Gav swallowed, his mouth gone suddenly dry. “I do.”

“Good.” The other wizard’s eyes narrowed. “Any resistance?”

“The… the king is attempting a ransom,” Gav offered after a pause. He had no idea what the other wizard expected, and the small frightened mammal part of his brain was insisting that he meet those expectations. Right now. He didn’t know what Zarconar would do if he didn’t. He didn’t want to find out.

That seemed to amuse the other wizard. One lip curled up in a smile. “Anything appealing?”

“A small fortune? No land, though.” He forced a smile of his own. “A little insulting, really. You’d think he barely cared for the girl.”

Zarconar’s laughter boomed. It didn’t make Gav feel particularly reassured. “Feeling bold today, are you?”

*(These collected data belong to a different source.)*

PR #2581, opened 2018-01-15
Remove unnecessary GLenums about coverage

Richard-Yunchao:
These 2 GLenums have been added into WebGL 1.0 spec: https://www.khronos.org/registry/webgl/specs/latest/1.0/. So it is not necessary to add them again in WebGL 2.0 spec. You know, WebGL 2.0 spec only show the new added GLenums.

### DIFF
--- a/specs/2.0.0/index.html
+++ b/specs/2.0.0/index.html
@@ -1085,8 +1085,6 @@ WebGL2RenderingContext implements WebGL2RenderingContextBase;
                 <tr><td>RASTERIZER_DISCARD</td><td>GLboolean</td></tr>
                 <tr><td>READ_BUFFER</td><td>GLenum</td></tr>
                 <tr><td>READ_FRAMEBUFFER_BINDING</td><td>WebGLFramebuffer</td></tr>
-                <tr><td>SAMPLE_ALPHA_TO_COVERAGE</td><td>GLboolean</td></tr>
-                <tr><td>SAMPLE_COVERAGE</td><td>GLboolean</td></tr>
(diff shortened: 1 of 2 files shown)


Richard-Yunchao:
One question here. SAMPLE_ALPHA_TO_COVERAGE and SAMPLE_COVERAGE are only added into latest WebGL 1.0 spec into getParameter. Why not add them into the old specs through 1.0.0 to 1.0.3? These two GLenums have been defined in all old WebGL 1.0 specs, but they are not added into the list for getParameter API in old specs through 1.0.0 to 1.0.3. 

I suppose we should add these two GLenums into old specs for getParameter too, but there might be some compatible issues which I don't know.

zhenyao:
I think it's negligence that they are missing from earlier version and they should be added back. I don't really see a compatibility issue here.

zhenyao:
LGTM

Richard-Yunchao:
Thank you, @zhenyao . @kainino0x added SAMPLE_ALPHA_TO_COVERAGE and SAMPLE_COVERAGE into getParameter into latest WebGL 1.0 spec at https://github.com/KhronosGroup/WebGL/pull/2403. 

Maybe @kainino0x  can add them into 1.0.0 ~ 1.0.3 specs and conformance tests too if necessary.

kainino0x:
IMO we can't merge those changes back into the 1.0.0~1.0.3 snapshots, as they spec and test previously unspecified behavior of getParameter. We can only make the old snapshots less strict, not more strict.

jdashg:
Agreed, we don't take new restrictions in old spec snapshots.

Richard-Yunchao:
OK. Got it.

Gav could feel the blood rush out of his face, leaving him dizzy. Zarconar could tell something was wrong. How should he behave? Obsequious? Terrified? No, he’d made his choice and had to bluff it out.

“I did my part.”

The gleaming eyes narrowed. “The first part, at least. Now we must wait for Valevna and Xaxus to complete theirs.”

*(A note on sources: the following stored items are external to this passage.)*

PR #2582, opened 2018-01-16
Add all multisample texture related features in GLES 3.1 to WEBGL_texture_multisample.

Richard-Yunchao:
PATL. @kenrussell , @jdashg , @zhenyao , @JiangYizhou 

This is based on ANGLE_texture_multisample at https://chromium-review.googlesource.com/c/angle/angle/+/859917. I am not sure whether I should wait for that extension to merge at first (reviewed by ANGLE team). But I would like to let you (members from Khronos WebGL WG) know in case you have some good suggestions.

FYI. @null77 , @vonture , @Kangz , @kainino0x , @qjia7 , @Jiawei-Shao , @gyagp

### DIFF
--- a/extensions/proposals/WEBGL_texture_multisample/extension.xml
+++ b/extensions/proposals/WEBGL_texture_multisample/extension.xml
@@ -9,6 +9,9 @@
 
   <contributors>
     <contributor>Jeff Gilbert, Mozilla</contributor>
+    <contributor>Yunchao He, Intel</contributor>
+    <contributor>Yizhou Jiang, Intel</contributor>
+    <contributor>Members of the WebGL working group</contributor>
   </contributors>
 
   <number>XYZ</number>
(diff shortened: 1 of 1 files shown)


Richard-Yunchao:
A couple of explanation and open specific for this WEBGL extension:
1） I rewrite the <overview> section, although it is based on ANGLE_texture_multisample. Because there are still some differences in detail like: 1) no ANGLE suffix for all APIs. 2) getInterger/getInteger_v/getBoolean/... are all combined to getParameter in WebGL. 

2) Some thoughts about the multisample texture extension and the big extension to expose all features in GLES 3.1 (compute shader is the most important feature, among many other features include multisample texture). The big extension, which can be named as WEBGL_es31, would include all features of multisample texture. But WEBGL_es31 is based on GLES 3.1 interface in ANGLE, not GLES 3.0 extension. In addition, WEBGL_es31 can not be supported by MacOS, while multisample texture can be supported by MacOS. Because many features in GLES 3.1 can not be supported by MacOS. But multisample texture can be supported since OpenGL 3.2 and latest MacOS can support OpenGL 4.1.  
BTW, I began to write WEBGL_es31 extension recently too, but it would take some time.

Richard-Yunchao:
Unfortunately, we need to close this one according to WebGL WG's discussion. 

(I'd like to paste the comments from Ken according to the WebGL WG's discussion for clarification)

The situation is as follows:

1. The EXT_multisampled_render_to_texture extension is the only variant of multisampled textures that allows the MSAA buffer to live entirely in tile memory on tiled architectures.
2. Unreal Engine is – with 99% certainty – only using the EXT_multisampled_render_to_texture extension on Android, and its WebAssembly build target is based on this platform.
3. Using ES 3.1's multisampled textures provides no performance advantage over basic multisampled renderbuffers and glBlitFramebuffer to resolve them.

Unfortunately, if ES 3.1's multisampled textures are added as an extension, Unreal Engine won't use them. Even if the engine did use them, resolving them to a single-sampled texture is almost surely going to be slower than doing it with glBlitFramebuffer, since the resolve would be being done by a user's shader.

The working group decided on the call that the best thing to do is not invest the time to separate out ES 3.1's multisampled textures into an extension. Instead, we should expose the EXT_multisampled_render_to_texture extension on those platforms that actually support it. This will provide efficient antialiasing to many mobile devices. (We also discussed the possibility of emulating this extension on all platforms, but decided it's not a good idea, because it would add even more per-draw-call overhead.)

We are also planning to collaborate with Epic Games to add code to their WebAssembly export path to use regular MSAA renderbuffers if EXT_multisampled_render_to_texture isn't available.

Without any other ideas, Gav nodded.

Another smile played around Zarconar’s lips. It promised things, things Gav did not want to see delivered. “For the moment, you need merely hold her. And not get any foolish ideas. You can do that much, can’t you, Gavrax?”

“No foolish ideas,” Gav repeated faintly.

“Excellent,” said Zarconar. “We’ll speak again in three days.”

Gav nodded, still dizzy.

The mirror winked out.

He collapsed back into the chair. Then he sat bolt upright again, speaking the words that would close his side of the connection. He pulled the cloth back over.

Then he collapsed back into the chair again.

So the plan in question hadn’t started with him. Not good. No, it was being masterminded by a man with ensorcelled skin who should have been ridiculous but instead turned his bowels to water. Even now, his insides were spasming, demanding that he find himself a privy and soon. Worse and worse. And there were at least two more parties involved, probably also Dark Wizards, going by those ridiculous names. They couldn’t be named normal things, like Bo or Trevan. They had to have named themselves that. He wondered what monstrosity Zarconar slept in at night. Probably a bed carved to look like a dragon’s mouth. Or maybe on the backs of a dozen weeping virgins.

What was he going to do? Any thoughts of releasing Princess Eliasha fled out the window. Definitely not an option. He felt bad; he didn’t actually wish harm on the girl, but a quick consideration revealed he was not going to risk Zarconar’s wrath for some stranger, no matter how pretty. He’d have to do more research, he realized. This was just the first part of Zarconar’s plan, and he could not afford to disappoint him in parts two through whatever. What he was not going to do was admit to Zarconar that he couldn’t remember the rest. Zarconar seemed like the type who only valued people as long as they remained useful. The last thing Gav wanted was to become a liability. Liabilities got eliminated.

And Gav very much wanted to survive.